Source records
*-*-*

PR #1471, opened 2020-07-15
bugfix and test for setting api.autocomplete.exclude_address_length=0

missinglink:
I was investigating the effect of setting the config value `api.autocomplete.exclude_address_length=0` today and discovered a bug.

The default value for this property is `undefined` which disables the feature completely.
However.. I discovered that setting it to `0` does not! Instead the value is 'clamped' to 1 (enforcing a minimum value of 1), this is incorrect.

Hopefully no-one noticed this as I would only expect users to explicitly set `api.autocomplete.exclude_address_length` to a value greater than 0 and in fact that was also what was tested.

This PR adds an additional test to cover the case where the value is explicitly set to 0 and ensures that, in this case, the result is a no-op filter.


missinglink:
I added a second commit to update the docs https://github.com/pelias/api/pull/1471/commits/8ce505b6d840c3317e70d219339bbb8fd24db103
These docs are quite hard to write because it's pretty complicated so it ends up wordy 🤷‍♂️ 

There are two major changes to the language:
- The old docs said "below the configured length" which is actually incorrect, it should say "at, or below the configured length"
- The code tests the length of `vs.var('input:name')`, which in a lot of cases probably isn't what the average developer thinks it is, namely it's the 'subject' of the query, not the entire input (eg. 'A, London') has a length of 1

Not against changing the words to be clearer if anyone can offer something better!

orangejulius:
Huh, do we actually want this filter to operate on the `subject`? Is there any way we could change it to use the full text input, if nothing else to make the docs clearer?

PR #1474, opened 2020-07-18
fix(nearby): empty categories filter returns no result

bboure:
When passing an empty `categories` parameter to the nearby endpoint, no results are returned.
The reason is that an empty array is passed as the filter:

```json
{
  "terms": {
    "category": []
  }
}
```

Expected :
All categories should be shown, and the `category` property should be returned, like in the other endpoints.

### DIFF
--- a/query/reverse.js
+++ b/query/reverse.js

*-*-*

§ **Exercise**
Across the records above, how many lines hold the string "discovered"? The number alone will do.

§ **Answer for the task**
2